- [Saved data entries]
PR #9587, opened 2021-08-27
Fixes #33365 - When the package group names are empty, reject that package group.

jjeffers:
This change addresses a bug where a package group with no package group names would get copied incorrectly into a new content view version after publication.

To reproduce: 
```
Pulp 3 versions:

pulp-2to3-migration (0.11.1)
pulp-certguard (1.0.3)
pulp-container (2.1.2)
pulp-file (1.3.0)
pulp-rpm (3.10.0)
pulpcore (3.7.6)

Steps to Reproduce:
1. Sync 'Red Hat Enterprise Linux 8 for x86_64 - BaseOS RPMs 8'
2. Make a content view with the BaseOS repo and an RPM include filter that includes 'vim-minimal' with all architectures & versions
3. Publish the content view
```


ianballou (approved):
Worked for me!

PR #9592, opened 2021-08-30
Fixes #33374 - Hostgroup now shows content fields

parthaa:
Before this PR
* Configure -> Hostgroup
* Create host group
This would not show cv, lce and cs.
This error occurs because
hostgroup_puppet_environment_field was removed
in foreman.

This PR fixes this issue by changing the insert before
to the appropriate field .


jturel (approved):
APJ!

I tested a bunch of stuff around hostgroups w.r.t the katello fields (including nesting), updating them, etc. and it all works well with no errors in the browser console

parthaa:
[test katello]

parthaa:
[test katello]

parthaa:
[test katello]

---

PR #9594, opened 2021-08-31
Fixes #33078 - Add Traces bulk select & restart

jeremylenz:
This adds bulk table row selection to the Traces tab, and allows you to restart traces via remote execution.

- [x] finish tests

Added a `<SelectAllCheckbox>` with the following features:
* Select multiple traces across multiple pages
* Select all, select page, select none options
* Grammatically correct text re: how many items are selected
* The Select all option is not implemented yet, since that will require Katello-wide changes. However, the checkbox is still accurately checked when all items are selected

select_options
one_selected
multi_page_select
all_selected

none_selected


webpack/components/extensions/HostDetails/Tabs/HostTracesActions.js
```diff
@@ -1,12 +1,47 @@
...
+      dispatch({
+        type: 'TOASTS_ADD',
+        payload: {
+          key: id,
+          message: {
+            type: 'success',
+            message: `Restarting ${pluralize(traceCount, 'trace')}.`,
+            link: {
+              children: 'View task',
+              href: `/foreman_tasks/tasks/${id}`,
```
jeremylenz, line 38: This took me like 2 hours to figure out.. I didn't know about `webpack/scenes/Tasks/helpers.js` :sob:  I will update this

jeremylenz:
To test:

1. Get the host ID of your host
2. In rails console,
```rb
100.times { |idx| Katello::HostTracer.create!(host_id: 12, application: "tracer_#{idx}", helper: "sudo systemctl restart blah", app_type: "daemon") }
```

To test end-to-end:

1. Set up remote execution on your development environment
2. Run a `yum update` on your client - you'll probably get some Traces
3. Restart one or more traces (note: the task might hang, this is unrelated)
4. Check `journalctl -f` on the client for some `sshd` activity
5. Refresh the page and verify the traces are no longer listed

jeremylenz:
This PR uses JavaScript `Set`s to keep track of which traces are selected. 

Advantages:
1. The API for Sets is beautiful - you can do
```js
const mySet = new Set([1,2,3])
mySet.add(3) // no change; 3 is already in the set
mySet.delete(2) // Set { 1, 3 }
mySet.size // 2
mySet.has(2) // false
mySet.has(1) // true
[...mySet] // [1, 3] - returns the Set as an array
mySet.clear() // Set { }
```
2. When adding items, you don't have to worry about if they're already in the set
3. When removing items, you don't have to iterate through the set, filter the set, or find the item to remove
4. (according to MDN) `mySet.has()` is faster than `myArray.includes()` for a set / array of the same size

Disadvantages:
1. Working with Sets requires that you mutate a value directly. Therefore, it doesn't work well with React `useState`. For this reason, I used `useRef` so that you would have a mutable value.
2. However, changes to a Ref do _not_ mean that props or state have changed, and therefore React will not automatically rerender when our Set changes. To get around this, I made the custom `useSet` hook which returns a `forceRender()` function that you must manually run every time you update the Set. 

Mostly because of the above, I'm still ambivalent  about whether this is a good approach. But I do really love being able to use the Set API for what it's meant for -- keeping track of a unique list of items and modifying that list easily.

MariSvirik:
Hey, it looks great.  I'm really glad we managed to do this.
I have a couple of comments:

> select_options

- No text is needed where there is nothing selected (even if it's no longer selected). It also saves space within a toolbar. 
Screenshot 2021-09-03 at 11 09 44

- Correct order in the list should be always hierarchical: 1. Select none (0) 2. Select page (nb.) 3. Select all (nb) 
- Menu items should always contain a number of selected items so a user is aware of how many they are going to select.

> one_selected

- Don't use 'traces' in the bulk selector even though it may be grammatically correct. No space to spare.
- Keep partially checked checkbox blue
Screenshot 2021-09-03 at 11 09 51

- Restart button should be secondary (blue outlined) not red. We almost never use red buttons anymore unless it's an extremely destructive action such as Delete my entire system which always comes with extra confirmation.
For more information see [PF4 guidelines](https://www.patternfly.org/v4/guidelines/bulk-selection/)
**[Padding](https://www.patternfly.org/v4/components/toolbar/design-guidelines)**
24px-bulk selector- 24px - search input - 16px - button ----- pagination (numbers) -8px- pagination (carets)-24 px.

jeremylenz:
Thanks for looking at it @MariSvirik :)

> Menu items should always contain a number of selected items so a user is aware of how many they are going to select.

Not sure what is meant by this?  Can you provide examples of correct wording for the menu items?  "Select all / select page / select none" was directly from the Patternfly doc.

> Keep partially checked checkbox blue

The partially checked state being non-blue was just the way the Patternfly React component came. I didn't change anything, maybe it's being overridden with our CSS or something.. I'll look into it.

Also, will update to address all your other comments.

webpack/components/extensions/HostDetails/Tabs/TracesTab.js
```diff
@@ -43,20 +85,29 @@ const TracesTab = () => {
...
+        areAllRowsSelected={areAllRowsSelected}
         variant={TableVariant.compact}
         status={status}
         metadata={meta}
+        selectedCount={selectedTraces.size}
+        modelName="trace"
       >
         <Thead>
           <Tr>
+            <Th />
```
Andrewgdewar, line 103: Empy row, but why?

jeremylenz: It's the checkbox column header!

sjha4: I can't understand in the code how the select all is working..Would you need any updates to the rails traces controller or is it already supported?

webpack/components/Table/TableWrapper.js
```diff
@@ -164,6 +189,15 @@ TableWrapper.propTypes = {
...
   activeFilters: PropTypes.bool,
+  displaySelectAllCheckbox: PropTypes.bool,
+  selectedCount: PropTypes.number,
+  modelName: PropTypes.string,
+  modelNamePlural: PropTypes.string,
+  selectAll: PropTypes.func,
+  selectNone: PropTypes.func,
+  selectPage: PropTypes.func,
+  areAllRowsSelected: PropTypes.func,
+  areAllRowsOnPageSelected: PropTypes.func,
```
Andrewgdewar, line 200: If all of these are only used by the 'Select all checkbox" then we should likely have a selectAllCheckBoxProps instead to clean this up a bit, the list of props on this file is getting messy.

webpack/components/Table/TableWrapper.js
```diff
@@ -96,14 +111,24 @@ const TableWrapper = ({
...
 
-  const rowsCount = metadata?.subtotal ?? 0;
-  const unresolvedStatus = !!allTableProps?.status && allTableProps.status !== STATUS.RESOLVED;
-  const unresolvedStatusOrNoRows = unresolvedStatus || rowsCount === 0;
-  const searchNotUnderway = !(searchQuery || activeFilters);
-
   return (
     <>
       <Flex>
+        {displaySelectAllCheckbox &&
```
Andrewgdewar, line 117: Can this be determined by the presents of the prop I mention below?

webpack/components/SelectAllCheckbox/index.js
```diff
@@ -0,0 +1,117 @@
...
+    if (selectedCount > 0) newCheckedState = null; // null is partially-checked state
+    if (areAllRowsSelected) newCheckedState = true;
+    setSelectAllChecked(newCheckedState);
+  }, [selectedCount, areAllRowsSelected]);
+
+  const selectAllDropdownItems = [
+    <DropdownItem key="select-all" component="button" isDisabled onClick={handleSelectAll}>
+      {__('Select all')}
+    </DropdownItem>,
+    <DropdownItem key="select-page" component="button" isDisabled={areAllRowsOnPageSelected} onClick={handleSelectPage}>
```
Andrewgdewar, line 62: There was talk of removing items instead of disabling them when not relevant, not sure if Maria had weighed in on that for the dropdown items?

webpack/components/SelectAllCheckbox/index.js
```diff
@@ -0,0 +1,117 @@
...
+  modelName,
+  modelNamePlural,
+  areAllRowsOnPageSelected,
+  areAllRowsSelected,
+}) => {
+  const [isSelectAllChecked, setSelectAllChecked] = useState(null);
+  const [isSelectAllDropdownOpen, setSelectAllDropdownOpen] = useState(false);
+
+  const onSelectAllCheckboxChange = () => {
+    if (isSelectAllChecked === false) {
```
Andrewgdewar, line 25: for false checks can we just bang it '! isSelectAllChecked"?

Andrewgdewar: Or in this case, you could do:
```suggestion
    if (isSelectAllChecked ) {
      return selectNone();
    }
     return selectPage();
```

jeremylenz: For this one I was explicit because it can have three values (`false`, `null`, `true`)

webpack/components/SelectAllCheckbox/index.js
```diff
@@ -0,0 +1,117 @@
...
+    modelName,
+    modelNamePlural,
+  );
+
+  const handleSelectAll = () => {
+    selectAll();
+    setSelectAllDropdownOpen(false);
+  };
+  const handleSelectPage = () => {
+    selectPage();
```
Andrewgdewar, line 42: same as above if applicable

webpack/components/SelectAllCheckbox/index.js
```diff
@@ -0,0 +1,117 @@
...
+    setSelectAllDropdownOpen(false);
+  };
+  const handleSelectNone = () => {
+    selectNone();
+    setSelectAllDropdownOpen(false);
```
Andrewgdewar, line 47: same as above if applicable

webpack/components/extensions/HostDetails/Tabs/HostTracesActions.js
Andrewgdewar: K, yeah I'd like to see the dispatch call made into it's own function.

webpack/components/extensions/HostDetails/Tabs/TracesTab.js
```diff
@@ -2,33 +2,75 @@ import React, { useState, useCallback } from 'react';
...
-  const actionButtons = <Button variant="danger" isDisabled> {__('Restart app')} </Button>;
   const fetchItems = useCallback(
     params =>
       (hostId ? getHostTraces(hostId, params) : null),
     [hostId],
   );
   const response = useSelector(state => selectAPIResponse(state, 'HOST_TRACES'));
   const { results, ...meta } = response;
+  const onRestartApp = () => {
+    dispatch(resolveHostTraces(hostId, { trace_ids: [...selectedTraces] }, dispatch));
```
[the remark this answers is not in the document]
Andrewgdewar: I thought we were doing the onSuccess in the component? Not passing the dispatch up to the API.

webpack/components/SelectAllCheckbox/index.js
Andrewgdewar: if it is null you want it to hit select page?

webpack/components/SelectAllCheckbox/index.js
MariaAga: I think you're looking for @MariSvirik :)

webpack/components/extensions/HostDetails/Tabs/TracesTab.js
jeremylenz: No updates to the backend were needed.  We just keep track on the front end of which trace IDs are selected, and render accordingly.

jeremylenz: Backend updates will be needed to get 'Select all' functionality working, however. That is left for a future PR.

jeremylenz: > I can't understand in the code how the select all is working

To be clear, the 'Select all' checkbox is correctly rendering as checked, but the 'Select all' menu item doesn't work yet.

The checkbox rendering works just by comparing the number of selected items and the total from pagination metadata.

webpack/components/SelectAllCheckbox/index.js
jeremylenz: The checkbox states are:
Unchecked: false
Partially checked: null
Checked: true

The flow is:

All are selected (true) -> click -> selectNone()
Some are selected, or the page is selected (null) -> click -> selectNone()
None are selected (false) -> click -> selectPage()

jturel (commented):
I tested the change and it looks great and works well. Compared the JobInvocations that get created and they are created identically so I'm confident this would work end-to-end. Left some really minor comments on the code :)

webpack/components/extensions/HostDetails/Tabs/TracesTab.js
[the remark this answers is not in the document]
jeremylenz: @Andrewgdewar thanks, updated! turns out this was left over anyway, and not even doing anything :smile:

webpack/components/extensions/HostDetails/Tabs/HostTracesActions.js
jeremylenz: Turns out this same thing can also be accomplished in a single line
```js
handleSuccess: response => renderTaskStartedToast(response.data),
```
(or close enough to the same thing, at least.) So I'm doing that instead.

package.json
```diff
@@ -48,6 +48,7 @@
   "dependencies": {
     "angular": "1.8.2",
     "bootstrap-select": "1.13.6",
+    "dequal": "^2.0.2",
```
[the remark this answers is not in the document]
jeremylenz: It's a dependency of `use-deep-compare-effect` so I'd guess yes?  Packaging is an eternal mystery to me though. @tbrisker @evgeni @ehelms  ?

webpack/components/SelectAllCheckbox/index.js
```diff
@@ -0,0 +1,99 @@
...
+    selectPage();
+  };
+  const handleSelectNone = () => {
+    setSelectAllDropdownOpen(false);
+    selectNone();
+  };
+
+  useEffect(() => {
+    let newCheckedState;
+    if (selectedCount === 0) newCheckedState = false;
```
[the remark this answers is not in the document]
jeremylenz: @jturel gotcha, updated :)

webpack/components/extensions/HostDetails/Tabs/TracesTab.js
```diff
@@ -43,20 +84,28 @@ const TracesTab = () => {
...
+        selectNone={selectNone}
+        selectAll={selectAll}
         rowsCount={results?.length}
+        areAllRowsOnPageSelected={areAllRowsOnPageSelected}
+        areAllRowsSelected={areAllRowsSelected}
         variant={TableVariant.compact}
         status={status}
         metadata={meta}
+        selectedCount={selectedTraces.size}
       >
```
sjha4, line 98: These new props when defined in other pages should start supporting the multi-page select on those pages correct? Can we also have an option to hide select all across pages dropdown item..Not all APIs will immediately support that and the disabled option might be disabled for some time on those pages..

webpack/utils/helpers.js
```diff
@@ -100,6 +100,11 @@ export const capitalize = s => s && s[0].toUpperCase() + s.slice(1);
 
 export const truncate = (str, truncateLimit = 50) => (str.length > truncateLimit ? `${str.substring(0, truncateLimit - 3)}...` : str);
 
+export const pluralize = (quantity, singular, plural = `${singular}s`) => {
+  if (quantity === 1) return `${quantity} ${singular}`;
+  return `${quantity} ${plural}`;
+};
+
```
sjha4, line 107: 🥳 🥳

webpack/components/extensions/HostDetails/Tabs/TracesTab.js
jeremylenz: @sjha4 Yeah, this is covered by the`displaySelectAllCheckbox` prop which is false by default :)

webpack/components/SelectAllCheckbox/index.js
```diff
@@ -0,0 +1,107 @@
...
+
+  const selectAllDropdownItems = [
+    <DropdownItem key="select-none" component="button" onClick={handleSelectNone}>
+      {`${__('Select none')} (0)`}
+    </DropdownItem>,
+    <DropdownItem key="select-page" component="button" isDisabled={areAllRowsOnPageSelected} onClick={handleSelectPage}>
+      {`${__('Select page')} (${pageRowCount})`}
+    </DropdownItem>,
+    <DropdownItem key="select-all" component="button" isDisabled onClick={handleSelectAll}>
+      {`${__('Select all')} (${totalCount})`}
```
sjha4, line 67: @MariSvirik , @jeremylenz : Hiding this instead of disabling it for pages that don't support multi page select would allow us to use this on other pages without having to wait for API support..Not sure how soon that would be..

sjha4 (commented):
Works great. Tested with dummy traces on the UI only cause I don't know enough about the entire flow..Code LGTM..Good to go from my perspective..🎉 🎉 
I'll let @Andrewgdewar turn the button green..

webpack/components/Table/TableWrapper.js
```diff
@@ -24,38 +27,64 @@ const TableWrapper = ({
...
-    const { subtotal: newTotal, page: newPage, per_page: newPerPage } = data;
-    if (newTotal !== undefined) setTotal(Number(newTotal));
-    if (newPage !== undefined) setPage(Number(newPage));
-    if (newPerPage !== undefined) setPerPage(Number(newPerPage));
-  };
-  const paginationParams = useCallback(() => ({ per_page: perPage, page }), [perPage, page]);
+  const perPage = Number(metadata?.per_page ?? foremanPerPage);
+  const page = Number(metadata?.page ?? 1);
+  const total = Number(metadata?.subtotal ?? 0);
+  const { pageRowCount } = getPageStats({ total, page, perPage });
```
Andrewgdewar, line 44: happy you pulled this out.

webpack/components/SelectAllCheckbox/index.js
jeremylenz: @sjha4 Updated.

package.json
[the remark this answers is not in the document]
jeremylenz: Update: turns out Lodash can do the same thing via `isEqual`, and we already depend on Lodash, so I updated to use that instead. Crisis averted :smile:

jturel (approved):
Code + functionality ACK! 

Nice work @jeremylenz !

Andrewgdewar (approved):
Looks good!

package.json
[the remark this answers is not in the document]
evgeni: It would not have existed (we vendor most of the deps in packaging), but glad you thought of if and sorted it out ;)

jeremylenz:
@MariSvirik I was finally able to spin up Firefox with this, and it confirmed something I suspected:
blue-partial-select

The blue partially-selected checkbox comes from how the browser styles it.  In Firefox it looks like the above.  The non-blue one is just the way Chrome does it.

==

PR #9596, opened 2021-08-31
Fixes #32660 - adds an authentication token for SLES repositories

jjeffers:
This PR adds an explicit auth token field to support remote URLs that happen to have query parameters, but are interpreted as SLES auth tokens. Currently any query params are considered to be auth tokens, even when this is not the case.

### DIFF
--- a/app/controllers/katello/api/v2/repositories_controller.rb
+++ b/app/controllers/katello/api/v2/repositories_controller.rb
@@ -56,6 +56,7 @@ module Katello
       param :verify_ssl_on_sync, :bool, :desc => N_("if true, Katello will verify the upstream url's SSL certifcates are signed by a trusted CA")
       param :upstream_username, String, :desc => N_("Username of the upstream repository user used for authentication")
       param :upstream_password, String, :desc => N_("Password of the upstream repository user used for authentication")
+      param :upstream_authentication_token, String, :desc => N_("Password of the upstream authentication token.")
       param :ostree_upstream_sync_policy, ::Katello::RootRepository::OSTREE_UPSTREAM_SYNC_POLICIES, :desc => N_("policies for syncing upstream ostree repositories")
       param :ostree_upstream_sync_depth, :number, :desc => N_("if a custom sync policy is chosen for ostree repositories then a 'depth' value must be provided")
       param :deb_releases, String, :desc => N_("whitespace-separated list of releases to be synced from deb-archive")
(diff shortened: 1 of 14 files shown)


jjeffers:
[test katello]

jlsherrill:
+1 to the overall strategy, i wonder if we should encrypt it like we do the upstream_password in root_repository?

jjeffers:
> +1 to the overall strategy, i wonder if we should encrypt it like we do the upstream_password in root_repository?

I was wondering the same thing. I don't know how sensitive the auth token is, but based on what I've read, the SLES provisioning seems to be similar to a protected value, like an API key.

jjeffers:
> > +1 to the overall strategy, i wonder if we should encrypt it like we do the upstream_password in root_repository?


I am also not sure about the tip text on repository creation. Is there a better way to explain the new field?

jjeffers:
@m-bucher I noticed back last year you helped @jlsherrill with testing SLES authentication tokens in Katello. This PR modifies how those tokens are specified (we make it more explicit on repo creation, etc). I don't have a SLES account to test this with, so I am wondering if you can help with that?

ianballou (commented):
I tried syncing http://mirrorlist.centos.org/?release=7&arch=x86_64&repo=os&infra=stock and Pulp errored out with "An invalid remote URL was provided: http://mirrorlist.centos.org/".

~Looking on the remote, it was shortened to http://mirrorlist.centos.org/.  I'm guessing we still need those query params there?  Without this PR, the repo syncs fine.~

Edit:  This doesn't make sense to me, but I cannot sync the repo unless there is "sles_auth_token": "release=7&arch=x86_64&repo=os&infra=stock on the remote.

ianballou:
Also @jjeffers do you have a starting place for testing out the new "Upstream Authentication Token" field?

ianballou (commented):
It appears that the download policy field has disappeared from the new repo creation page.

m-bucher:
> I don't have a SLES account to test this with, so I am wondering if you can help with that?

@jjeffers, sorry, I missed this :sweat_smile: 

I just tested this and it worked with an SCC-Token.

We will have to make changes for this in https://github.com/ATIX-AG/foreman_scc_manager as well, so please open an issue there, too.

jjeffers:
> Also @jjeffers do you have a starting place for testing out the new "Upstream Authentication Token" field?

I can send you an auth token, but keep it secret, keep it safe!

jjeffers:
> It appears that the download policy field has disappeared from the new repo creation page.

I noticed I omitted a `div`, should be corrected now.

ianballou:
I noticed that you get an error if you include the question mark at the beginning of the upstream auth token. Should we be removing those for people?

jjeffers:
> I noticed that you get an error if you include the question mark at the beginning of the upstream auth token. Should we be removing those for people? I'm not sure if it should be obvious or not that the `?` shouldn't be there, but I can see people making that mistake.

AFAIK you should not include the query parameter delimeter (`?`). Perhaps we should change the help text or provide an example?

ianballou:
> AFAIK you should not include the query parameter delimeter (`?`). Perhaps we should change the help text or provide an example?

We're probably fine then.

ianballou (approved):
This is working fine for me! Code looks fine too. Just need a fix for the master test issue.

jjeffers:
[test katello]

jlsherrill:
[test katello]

- [Exercise] In the records above, find each line that holds the word "overall"; copy all such lines.

- [Response to the task]
+1 to the overall strategy, i wonder if we should encrypt it like we do the upstream_password in root_repository?
> +1 to the overall strategy, i wonder if we should encrypt it like we do the upstream_password in root_repository?
> > +1 to the overall strategy, i wonder if we should encrypt it like we do the upstream_password in root_repository?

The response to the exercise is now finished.